AST is a much more popular term, and is sometimes colloquially used in place of CST.
toolchain
A set of developer tools that ships together, which can be used to develop code in some programming language. Toolchains commonly include:
- a compiler or a standalone type checker
- a package manager
- a build system
Some example of toolchains:
- Xcode includes a toolchain for Swift, Objective-C, C and C++.
- The Rust toolchain includes the Rust compiler (rustc), and a package manager + build system (cargo).
Not all languages have proper toolchains; rather they have an assortment of different tools from which one can pick an choose. For example, in the TypeScript ecosystem, the compiler ships separately and is developed independently of package management tools like npm/Yarn/pnpm.
type
TODO
type inference
The process of inferring the types for parts of a program that are not explicitly annotated with types. Here is an example in TypeScript:
function makePair(x: number): []number { return [x, x] }
const a = 10 // 'a' is inferred to have type 'number'
const b = makePair(a) // 'b' is inferred to have type '[]number'
This example might be misleading in its simplicity; you might think that there isn’t anything more to type inference other than “propagating” the types from constant values (like 10
) and based on annotations (such as on makePair
). However, in practice, type inference for most industrial languages is quite complicated, and is not implementable in a language-agnostic way.
Techniques such as GitHub’s “stack graphs” that are largely language-agnostic can only approximate type inference.

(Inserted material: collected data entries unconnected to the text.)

PR #33135, opened 2024-05-02
test: Refactor tests ahead of upgrading Spring

sharat87:
Only refactors, only in tests, needed to get these tests to work/pass with the upgraded Spring coming up separately.

### DIFF
--- a/app/server/appsmith-git/src/test/java/com/appsmith/git/helpers/DSLTransformHelperTest.java
+++ b/app/server/appsmith-git/src/test/java/com/appsmith/git/helpers/DSLTransformHelperTest.java
@@ -7,8 +7,6 @@ import org.json.JSONObject;
 import org.junit.jupiter.api.Assertions;
 import org.junit.jupiter.api.BeforeEach;
 import org.junit.jupiter.api.Test;
-import org.junit.jupiter.api.extension.ExtendWith;
-import org.springframework.test.context.junit.jupiter.SpringExtension;
 
 import java.io.File;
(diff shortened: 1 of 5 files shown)


nidhi-nair (commented):
Could you please explain what the changes are for exactly, or link to relevant docs?

sharat87:
@nidhi-nair, these tests were either failing to run, or failing to pass with Spring 3.2. I couldn't find anything specifc in release notes or documentation that points to what has changed, but I nevertheless fount them to be good changes to make to our tests anyway.

For example, sim tests with `@ExtendWith(SpringExtension.class)` that didn't need it were okay with Spring 3.0, but they're failing to run with Spring 3.2. I didn't delve into what change in that upgrade caused this, but removing that unused extension gets the test to run.

Another one, for example, in `ActionExecutionSolutionCEImplTest`, we're calling a mocked method _before_ we define the mock behaviour with `Mockito.when`. Again, this is okay with the current version of Mockito, but with what Spring 3.2 brings, we have to define the mock behaviour first. Which, in my opinion, is how it should be anyway.

If it makes sense to add details on the errors in the springup branch that needed these changes, I'll spend some time next week on that. Didn't see the value in that, but happy to do that if you see value.

nidhi-nair:
This is good enough I think, thanks for spending the time to add details! My intent was for us to recognize these rules that we need to be cognizant of moving forward, before the Spring upgrade comes in.

nidhi-nair (approved):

This is why our strategy for precise code navigation relies on leveraging language-specific compilers/type checkers, which include a complete implementation of type inference.
type checker
A subsystem in a compiler that performs type checking (in the broader sense of the term, including type inference), according to some type system.
Sometimes, the term “typer” is used instead of “type checker”.
Sometimes spelled with a hyphen (“type-checker”) or without a space (“typechecker”).
type checking
The process of checking if the types in a program are mutually consistent. For example, something like this would be a type error:
const x: string = 'A'
const y: number = x // type error: cannot assign a string ('x') to a number ('y')
For the lack of a better term, “type checking” is frequently used as shorthand for the combination of “pure” type checking (i.e. no inference) and type inference.
type system
A set of rules defining the possible types for a language, as well as how to check type annotations and infer types for unannotated expressions.2
Most commonly, these rules are not defined formally, but in terms of some implementation (e.g. “the type system implemented by MyPy (a typechecker for Python)”). This means that a language with multiple typechecker implementations may have multiple incompatible type systems. For example, [MyPy and PyType] are two different typecheckers for Python which implement two different type systems.